What is an HPC?¶
A High Performance Cluster (HPC) is a way to carry out large-scale analysis, using centralised compute.
flowchart TD
A(Researcher submits job) --> B[Master host and candidates]
B --> C[Queues]
C --> |jobs wait in queues until the required resources are ready| D[Resources]
D <-.-> |Master host and resources are in frequent communication| B
D --> E(Job runs and finishes)
classDef researcher fill:#DF007D,stroke:#DF007D,color:#FFFFFF;
class A,E researcher;
classDef RE fill:#FFC6E6,stroke:#FFC6E6,color:#2B2F3B;
class B,C,D RE;
Overview of usage¶
To use the HPC, you start by logging onto the cluster. This brings you to the login node. From here you can cd
into your working folder. It is possible to load and run software from the login node, but to make use of the full compute, you should launch jobs.
%%{init: {"flowchart": {"htmlLabels": false, 'curve': 'linear'}} }%%
flowchart TB
subgraph "`RE`"
direction TB
B["Research Environment"] --> C["Terminal"]
end
subgraph "`HPC`"
direction TB
D["`**Login node** low resourced`"] -- "`create job`" --> E["`**Worker node** high resourced`"]
end
subgraph "`Weka`"
direction LR
F[Weka storage] --> G["`**discovery_forum:** read/write folder for Industry Research Network members`"]
F --> H["`**re_gecip:** read/write folder for Academic Research Network members`"]
F --> I["`**genomes:** read only, contains all consented genomes`"]
F --> J["`**public_data_resources:** read only, contains public resources, eg gnomAD`"]
F --> K["`**gel_data_resources:** read only, contains GEL-generated datasets, eg AggV2`"]
end
A("`Researcher`") --> RE
C -- "`ssh`" --> HPC
HPC --> Weka
RE --> Weka
classDef node fill:#FFC6E6,stroke:#FFC6E6,color:#2B2F3B;
class A,B,C,D,E,F,G,H,I,J,K node;
Terminology¶
Term | Meaning |
---|---|
LSF | Load Sharing Facility - the tool we use to schedule jobs on the HPC |
CPU | Central Processing Unit, the main processors |
Nodes | Ephemeral storage, networking, memory and processing resources that can be consumed by virtual machine instances. Sometimes referred to as hosts . |
Job | A task that you run on the HPC. Jobs can spawn other jobs. |
Queue | When you submit a job, it joins a queue. You can choose which queue to join, depending on the length of the job. |
Batch jobs | A job that you set off, then it runs independently in the background |
Interactive jobs | A job that opens access to the HPC, allowing you to run commands and tools on the cluster |
Running | A job that is in progress |
Pending | A job that is waiting in the queue |
working directory | The folder where you put all your files. |
standard output | Information about the job as it runs.

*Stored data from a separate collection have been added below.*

PR #1310, opened 2022-06-29
Fixed conversion warning with level in compress_bound unit tests.

nmoinvaz:
```
  test_compress_bound.cc(43,1): warning C4267: 'argument': conversion from 'size_t' to 'int32_t', possible loss of data
```

### DIFF
--- a/test/test_compress_bound.cc
+++ b/test/test_compress_bound.cc
@@ -18,9 +18,9 @@
 
 #define MAX_LENGTH (32)
 
-class compress_bound_variant : public testing::TestWithParam<z_size_t> {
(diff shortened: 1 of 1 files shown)


Dead2 (approved):
LGTM

test/test_compress_bound.cc
```diff
@@ -20,7 +20,7 @@
 
 class compress_bound_variant : public testing::TestWithParam<z_size_t> {
```
mtl1979: Shouldn't this use `int32_t`too?

nmoinvaz: Yes you are right.

nmoinvaz: Fixed.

If you were running a job normally, this would appear in the terminal, however on an HPC, you should set a file to write this to. |
standard error | Information about errors from the job. If you were running a job normally, this would appear in the terminal, however on an HPC, you should set a file to write this to. |
scratch | A location to write any temporary files creating during the job. |
project code | researchers are grouped based on Research Network membership, with compute resources shared between the groups |
modules | Software that has been loaded onto the HPC, which you can use in your analysis |
Usage guidelines¶
DO
DO launch interactive jobs to run software on the HPC.
DO kill interactive jobs when you've finished with them.

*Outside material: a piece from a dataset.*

PR #1445, opened 2023-02-23
Replace __WIN__ with X86_FEATURES

phprus:
The ``__WIN__`` macro is not standard.

### DIFF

DO choose the appropriate length queue for your job.
DO estimate the memory required for your job.
DO use scripts to launch your batch jobs.
DO set LSF parameters (#BSUB
) within your scripts for improved traceability in your batch jobs.
DO specify the location for your standard output and error to help with troubleshooting
DO use scratch directories for your temporary files.
DO use containers to import software.
DO work with interactive coding tools such as Rstudio and Jupyter on the HPC.
DO set up .netrc
to use the LabKey API.
DON'T
DON'T run software on the login node.
DON'T request more memory than you need.
DON'T keep your temporary files in folders that will be backed up.